PR #54, opened 2017-02-07
Updates the Konami Code Example

dotdotcommadot:
The Konami Code example could use a little cleanup.

### DIFF
--- a/web/konami/konamicode.dart
+++ b/web/konami/konamicode.dart
@@ -3,6 +3,8 @@ import 'dart:html';
 import 'package:collection/collection.dart';
 import 'package:rxdart/rxdart.dart';
 
+// Side note: To maintain readability, this example was not formatted using dart_fmt.
+
 void main() {
   const konamiKeyCodes = const <int>[
     KeyCode.UP,
--- a/web/konami/konamicode.dart
+++ b/web/konami/konamicode.dart
@@ -5,15 +5,19 @@ import 'package:rxdart/rxdart.dart';
 
 void main() {
 
-  const up = 38;
-  const down = 40;
-  const left = 37;
-  const right = 39;
-  const a = 65;
-  const b = 66;
+  const konamiKeyCodes = const <int>[
+    KeyCode.UP,
+    KeyCode.UP,
+    KeyCode.DOWN,
+    KeyCode.DOWN,
+    KeyCode.LEFT,
+    KeyCode.RIGHT,
+    KeyCode.LEFT,
+    KeyCode.RIGHT,
+    KeyCode.B,
+    KeyCode.A
+  ];
 
-  /// The Konami Code: UP, UP, DOWN, DOWN, LEFT, RIGHT, LEFT, RIGHT, B, A
-  const konamiKeyCodes = const <int>[up, up, down, down, left, right, left, right, b, a];
   final result = querySelector('#result');
 
   /// Wrap the `document.onKeyUp` stream so we can use the methods on `Observable
--- a/web/konami/konamicode.dart
+++ b/web/konami/konamicode.dart
@@ -20,7 +20,7 @@ void main() {
 
   final result = querySelector('#result');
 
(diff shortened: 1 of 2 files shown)


web/konami/konamicode.dart
```diff
@@ -1,39 +1,28 @@
...
-  for (int i = 0; i < 10; i++) if (a[i] != b[i]) return false;
-  return true;
-}
+  keyboardInput$
+    // Use map() to get the keyCode
+    .map((event) => event.keyCode)
+    // Use bufferWithCount() to remember the last 10 keyCodes
+    .bufferWithCount(10, 1)
+    // Use where() to check for matching values
+    .where((list) => const IterableEquality<int>().equals(list, codes))
```
brianegan: To really spell out what's going on here, perhaps we can rename the parameter from `list` to `lastTenKeyCodes`? Just thinking it might be easier for newcomers to understand something like `...equals(lastTenKeyCodes, konamiKeyCodes)`

web/konami/konamicode.dart
```diff
@@ -1,39 +1,28 @@
...
-  ];
-  Element result = querySelector('#result');
 
-  // ignore: close_sinks
-  StreamController<KeyboardEvent> controller =
-      new StreamController<KeyboardEvent>();
-  Observable<KeyboardEvent> stream =
-      new Observable<KeyboardEvent>(controller.stream);
+  // The Konami Code: UP, UP, DOWN, DOWN, LEFT, RIGHT, LEFT, RIGHT, B, A
+  const codes = const <int>[38, 38, 40, 40, 37, 39, 37, 39, 66, 65];
```
brianegan: Rando Q, what do you think about something like this (dunno if it's better, was just a thought):

```dart
const up = 38;
const down = 40;
const left = 37;
const right = 39;
const a = 65;
const b = 66;

const konamiKeyCodes = [up, up, down, down, left, right, left, right, b, a];
```

web/konami/konamicode.dart
```diff
@@ -1,39 +1,28 @@
...
+  final result = querySelector('#result');
+  final keyboardInput$ctrl = new StreamController<KeyboardEvent>();
```
brianegan: I would personally argue against `$` "Finnish notation", but I know that's totally subjective. Perhaps we could chat about using this type of notation on gitter? If these are the canonical examples, these patterns could be copied, and I think it'd be good to quickly just figure naming out as a group so we can remain consistent. Whatcha think?

web/konami/konamicode.dart
```diff
@@ -1,39 +1,28 @@
...
+  final keyboardInput$ = new Observable(keyboardInput$ctrl.stream);
 
-  document.addEventListener('keyup', (Event event) => controller.add(event));
+  // Listen to the DOM for the 'keyup' event
+  // and it to the streamController each time it occurs
+  document.addEventListener('keyup', (event) => keyboardInput$ctrl.add(event));
```
brianegan: Not sure if this might hide what's going on / be a bit dense to folks, but you could pass the `add` method directly as the second argument:

```
document.addEventListener('keyup', keyboardInput$ctrl.add);
```

web/konami/konamicode.dart
dotdotcommadot: Good point! Will do!

web/konami/konamicode.dart
dotdotcommadot: Yeah, for me it doesn't matter how we name them, but it's definitely a good idea to keep it consistent.
Let's move it over to the Gitter chat :)

web/konami/konamicode.dart
dotdotcommadot: Jup!

web/konami/konamicode.dart
dotdotcommadot: Already thought of this one as well :)

frankpepermans:
Looking good!

Also check this #57

brianegan:
Looks great :) Nice work!!!

PR #56, opened 2017-02-07
fibonacci example

frankpepermans:
Fibonacci, rx-ish

see: http://introcs.cs.princeton.edu/java/23recursion/Fibonacci.java.html
and: https://gist.github.com/LambdaSix/b2dabdfe781cf7344f14


frankpepermans:
Did a small update, this removes Types within the `main()` function.

examples/bin/fibonacci.dart
```diff
@@ -0,0 +1,51 @@
...
+  /// initial n[1,2] values
+  Iterable<IndexedPair> start =
+      n == 0 ? const [] : n == 1 ? const [seq1] : const [seq1, seq2];
+
+  /// given that the first 2 numbers in the sequence don't need calculation...
+  var m = n >= 2 ? n - 2 : 0;
+
+  Observable
+      .range(0, m)
+      .skip(1)
```
brianegan: Hrm, do we need to do `range(0, m)` then `skip(1)`? Could just do up a `range(1, m)`, no?

frankpepermans:
You're right, the skip messy,
removed and simplified some other things!

dotdotcommadot:
Small point for consistency: maybe better to use the '//' instead of '///' as Brian pointed out earlier.
'///' is for documenting members and types
-> https://www.dartlang.org/guides/language/effective-dart/documentation#do-format-comments-like-sentences

PR #58, opened 2017-02-08
Updates DragDrop example to use document.onKeyUp stream

dotdotcommadot:


web/dragdrop/dragdrop.dart
```diff
@@ -1,53 +1,32 @@
...
-  Observable<MouseEvent> mouseMove = _getMouseObservable('mousemove');
-  Observable<MouseEvent> mouseDown = _getMouseObservable('mousedown');
+  final dragTarget = querySelector('#dragTarget');
+  final mouseUp = new Observable(document.onMouseUp);
+  final mouseMove = new Observable(document.onMouseMove);
+  final mouseDown = new Observable(document.onMouseDown);
 
   mouseDown
-    // Use map() to Calculate the left and top properties on mouseDown
+    /// Use map() to calculate the left and top properties on mouseDown
```
brianegan: I think the 3 `///` are only used for DartDocs. Therefore, this should be fine with just `//`.

web/dragdrop/dragdrop.dart
```diff
@@ -1,53 +1,32 @@
...
     .map((MouseEvent e) => <String, int>{
```
brianegan: Rather than a Map<String, int>, I think it would be best to use `dart:html`'s built in `Point` class.

dotdotcommadot: Good 'Point' !

PR #59, opened 2017-02-08
Added a 'Search GitHub' example

dotdotcommadot:


web/search_github/search_github.dart
```diff
@@ -0,0 +1,48 @@
...
+  keyUp
+    // Use map() to take the value from the input field
+    .map((event) => (event.target as InputElement).value)
+    // Use distinct() to ignore all keystrokes that don't have an impact on the input field's value (brake, ctrl, shift, ..)
+    .distinct()
+    // Use debounce() to prevent calling the server on fast following keystrokes
+    .debounce(new Duration(milliseconds: 250))
+    // Use call(onData) to clear resultsField
+    .call(onData: (_) => resultsField.innerHtml = '')
+    // Use flatMapLatest() to call the gitHub API
```
brianegan: Not sure how to word this in a succinct way, hehe, but I think it would also be cool to point out that `flatMapLatest` will only emit the latest search result, so you'll always get the correct results without having to manage anything, such as aborting the ajax requests.

Esp. if you're coming from futures, this is very nice :)

Issue #587, opened 2021-05-24
Deadlocks in tests after upgrading rxdart


Mike278:
Took another stab at upgrading off rxdart 0.23.1, but unfortunately still getting some failing tests. Here's a repro/comparison (could probably be minimized further but not sure which parts are relevant).

```dart
import 'package:meta/meta.dart';
import 'package:moor/ffi.dart';
import 'package:moor/moor.dart';
import 'package:rxdart/rxdart.dart';
import 'package:test/test.dart';

class TestDb extends GeneratedDatabase {
  TestDb() : super(SqlTypeSystem.withDefaults(), VmDatabase.memory());
  @override final List<TableInfo> allTables = const [];
  @override final int schemaVersion = 1;
}

Future<void> testCase({
  @required Stream<int> Function() createOuter,
  @required Stream<int> Function() createInner,
}) async {
  final log = <int>[];
  final timeout = Duration(milliseconds: 100);

  final a = createOuter();
  final b = a.switchMap((_) => createInner());

  b.listen(log.add);
  await b.first.then(log.add)
    .timeout(timeout, onTimeout: () => fail('1st should complete'));
  expect(log, [2, 2]);

  b.listen(log.add);
  await b.first.then(log.add)
    .timeout(timeout, onTimeout: () => fail('2nd should complete'));
  expect(log, [2, 2, 2, 2]);
}

void main() {
  group('rxdart upgrade', () {
  
    test("moor", () async {
      final db = TestDb();
      Stream<int> selectInt(int i) => db
        .customSelect('select $i a')
        .map((row) => row.read<int>('a'))
        .watchSingle();
      await testCase(
        createOuter: () => selectInt(1),
        createInner: () => selectInt(2),
      );
    });

    test("rxdart", () async {
      final outer = BehaviorSubject<int>();
      final tc = testCase(
        createOuter: () => outer,
        createInner: () {
          final inner = BehaviorSubject<int>();
          Future.delayed(Duration(milliseconds: 10)).then((_) => inner.add(2));
          return inner;
        }
      );
      await Future.delayed(Duration(milliseconds: 10));
      outer.add(1);
      await tc;
    });
  });
}
```

- rxdart 0.23.1: Both tests pass
- rxdart 0.24.0 and 0.24.1: Both tests fail with "2nd should complete"
- rxdart 0.25.0, 0.26.0, and 0.27.0: Only the moor test fails
[...]

PR #588, opened 2021-05-24
Change behavior in forward stream

frankpepermans:
As reported here: https://github.com/ReactiveX/rxdart/issues/587

We currently have an issue that any transformer which uses `forwardStream`, only invokes `listen` once, and afterwards delegates `listen` calls to its inner `controller.stream`.

Best described with a test:
```dart
void main() {
  final controller = StreamController<void>.broadcast();
  final stream = DoOnSubscribeStream(controller.stream, () {
    print('new subscription');
  });

  var switched = stream.switchMap((event) => Stream.value(event));
  switched.listen(null); // prints!
  switched.listen(null); // does not print!

  var mapped = stream.map((event) => event);
  mapped.listen(null); // prints!
  mapped.listen(null); // prints!
}
```
If we run this, then the first use case with `switchMap` only triggers the listen _once_, whereas the `map` version triggers is _twice_

If a user overrides the `listen` method, then this becomes problematic.

### DIFF
--- a/lib/src/utils/forwarding_stream.dart
+++ b/lib/src/utils/forwarding_stream.dart
@@ -12,7 +12,8 @@ class ForwardingStream<T, R> extends Stream<R> {
   final Stream<T> _inner;
   final ForwardingSink<T, R> _connectedSink;
   late StreamController<R> _controller;
-  StreamSubscription<T>? _subscription;
+  late StreamSubscription<T> _subscription;
+  bool _didListenOnce = false;
 
   /// Constructs a ForwardingStream using an underlying "inner" [Stream],
   /// and a [ForwardingSink], which will connect to events.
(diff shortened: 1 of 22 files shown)


lib/src/utils/forwarding_stream.dart
```diff
@@ -81,5 +71,12 @@ Stream<R> forwardStream<T, R>(
     );
   }
 
+  subscription = stream.listen(
```
hoc081098, line 74: I think this is wrong. We must listen to upstream when downstream is listen to.

frankpepermans: True, this is too eager,

I'll wrap it in a ForwardingStream instead, and then override its listen method, then return that Stream instead.

frankpepermans: Urgh this needs more time, I'll revisit asap

hoc081098:
@frankpepermans I don't see any difference between `ForwardingStream` class vs `forwardStream` method :))

lib/src/utils/forwarding_stream.dart
hoc081098: Current implementation is them same as `transformByHandlers ` from `stream_transform` https://github.com/dart-lang/stream_transform/blob/533e1af154629959545e3a3728312af6cb4f5619/lib/src/from_handlers.dart#L13

hoc081098: built-in operator in Stream class does not cache subscription and state for Broadcast Stream, but `rxdart` and `stream_transform` do it, I think problem caused by `map` operator

frankpepermans:
@hoc081098 idd, we still only subscribe to the inner Stream once,
we kinda want to do that each time, but still yield the outer (controller.stream) subscription instead.

Otherwise, things like the doOnX would trigger too often for example.

So I made an ugly, ugly hack for now...

Subscribe on listen and forward to the controller,
when another listen enters, listen again, but use a silent one, and return a 'combined' subscription.

...I just pushed this to kinda see where we need to go from here

PR #594, opened 2021-05-30
Added `Single` stream, it always either emits one value or an error notification.

BreX900:
Added `Single` is something like an `Stream`, but instead of emitting a series of values it always either emits one value or an error notification.

This class is similar to: http://reactivex.io/documentation/single.html


hoc081098:
I see this is quite similar to https://github.com/hoc081098/rxdart_ext/tree/master/lib/src/single. Should we focus on `rxdart_ext` and some time in the future, merge back to `rxdart`?

PR #601, opened 2021-06-14
Use Stream.multi instead of forwardStream's inner Controller

frankpepermans:
Fixes the issue where we rely on specific `createForwardingStream`'s, thus respecting the behavior of custom `StreamController`s, see: https://github.com/ReactiveX/rxdart/issues/587

### DIFF
--- a/lib/src/utils/forwarding_stream.dart
+++ b/lib/src/utils/forwarding_stream.dart
@@ -1,5 +1,4 @@
 import 'dart:async';
-import 'dart:math';
 
 import 'package:rxdart/src/utils/forwarding_sink.dart';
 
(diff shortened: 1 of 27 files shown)


frankpepermans:
_Some_ tests have been skipped, they all use Timers and were flaky by design.
I'm gonna look for a better way to test them.

lib/src/utils/forwarding_stream.dart
```diff
@@ -1,85 +1,146 @@
...
+          _runCatching(() => _connectedSink.onPause(_compositeController));
+        };
+        controller.onResume = () {
+          _subscription?.resume();
+          _runCatching(() => _connectedSink.onResume(_compositeController));
+        };
+        controller.onCancel = () {
+          final onCancelConnectedFuture =
+              _connectedSink.onCancel(_compositeController);
+          final onCancelSubscriptionFuture = _subscription?.cancel();
```
hoc081098, line 100: Should we cancel subscription when canceling MultiStreamController?

PR #605, opened 2021-06-19
Refactor forwardStream: uses `Stream.multi`

### LINKED ISSUE #587: Deadlocks in tests after upgrading rxdart

hoc081098:
Based on #596 and #601 

- Remove try catch to increase performance.
- Implementation classes must handle error.
- Uses Stream.multi (Fixes #587)
- doX operator uses normal broadcast StreamController


hoc081098:
A special case cannot be handled :((
```dart
    test('description', () async{
      final a = BehaviorSubject.seeded('b');
      final bug = a.doOnData((v) {});
      await bug.listen(null).cancel();
      expect(await bug.first, 'b'); // cannot completes
    });
```

frankpepermans:
I also tried converting to Stream.multi, but where my attempt fails, so does this one, take this test for example:

```dart
test('issue/587', () async {
        final source = BehaviorSubject.seeded('source');
        final switched =
            source.switchMap((value) => BehaviorSubject.seeded('switched'));
        var i = 0;
        switched.listen((_) => i++);
        expect(await switched.first, 'switched');
        expect(i, 1);
        expect(await switched.first, 'switched');
        expect(i, 1);
      });
```

hoc081098:
> I also tried converting to Stream.multi, but where my attempt fails, so does this one, take this test for example:
> 
> ```dart
> test('issue/587', () async {
>         final source = BehaviorSubject.seeded('source');
>         final switched =
>             source.switchMap((value) => BehaviorSubject.seeded('switched'));
>         var i = 0;
>         switched.listen((_) => i++);
>         expect(await switched.first, 'switched');
>         expect(i, 1);
>         expect(await switched.first, 'switched');
>         expect(i, 1);
>       });
> ```

I have just skipped some tests:
- 'issue/419: sync throughput'
- 'Rx.sample.reusable'
- 'Rx.startWith broadcast stream should not startWith on multiple subscribers'

frankpepermans (approved):
Sorry for the delay again!

Awesome job yet again :)

And great to hear the deadlocks are solved!

PR #627, opened 2021-09-13
fix(example): SearchResultItem.fromJson type error

wayne900204:
If it uses Object will error.
My sdk is not >2.14, So I am not sure it is a bug, but I think it is a bug. because I searched history commit, no one changed this.  see: #628


hoc081098 (approved):
This error has occurred since null-safety is enabled.
Thanks @wayne900204

PR #633, opened 2021-09-24
Improved CompositeSubscription

BreX900:
- CompositeSubscription's `dispose`, `clear`, and `remove` methods now return a completion future
- Fixed an issue where a stream not present in CompositeSubscription was canceled
- Added the ability not to cancel the stream when it is removed from CompositeSubscription

### DIFF
--- a/lib/src/utils/composite_subscription.dart
+++ b/lib/src/utils/composite_subscription.dart
@@ -48,26 +48,32 @@ class CompositeSubscription {
     return subscription;
   }
 
-  /// Cancels subscription and removes it from this composite.
-  void remove(StreamSubscription<dynamic> subscription) {
-    subscription.cancel();
-    _subscriptionsList.remove(subscription);
+  /// Remove the subscription from this composite and cancel it if it has been removed.
+  Future<void>? remove(
+    StreamSubscription<dynamic> subscription, {
+    bool shouldCancel = true,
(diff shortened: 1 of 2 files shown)


lib/src/utils/composite_subscription.dart
```diff
@@ -48,26 +48,32 @@ class CompositeSubscription {
...
   }
 
-  /// Cancels subscription and removes it from this composite.
-  void remove(StreamSubscription<dynamic> subscription) {
-    subscription.cancel();
-    _subscriptionsList.remove(subscription);
+  /// Remove the subscription from this composite and cancel it if it has been removed.
+  Future<void>? remove(
+    StreamSubscription<dynamic> subscription, {
+    bool canCancel = true,
```
hoc081098, line 54: I think we should use `bool shouldCancel = true` :))

BreX900:
@hoc081098 Wouldn't it be more correct to use `FutureOr<void>` instead of `Future<void>?` ?

hoc081098:
> @hoc081098 Wouldn't it be more correct to use `FutureOr<void>` instead of `Future<void>?` ?

I think 'Future<void>?' is good, since null-safety is enabled everywhere 😂

hoc081098 (approved):
Thanks for your contribution!

PR #637, opened 2021-09-29
README fix

purplenoodlesoop:
Fix of the single line in the README.md. 

The `Stream<T>.value(...)` constructor was added in the 2.5.0 version of the SDK, and that part of the README was a bit misleading.


hoc081098:
I think that is about TYPE and BEHAVIOR, only not behavior

hoc081098:
Thanks, but closing via #638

################

*EXERCISE DESCRIPTION*
Could you copy out every line in the listing where the word "shown" appears?

*RESULT OF THE TASK*
(diff shortened: 1 of 2 files shown)
(diff shortened: 1 of 22 files shown)
(diff shortened: 1 of 27 files shown)
(diff shortened: 1 of 2 files shown)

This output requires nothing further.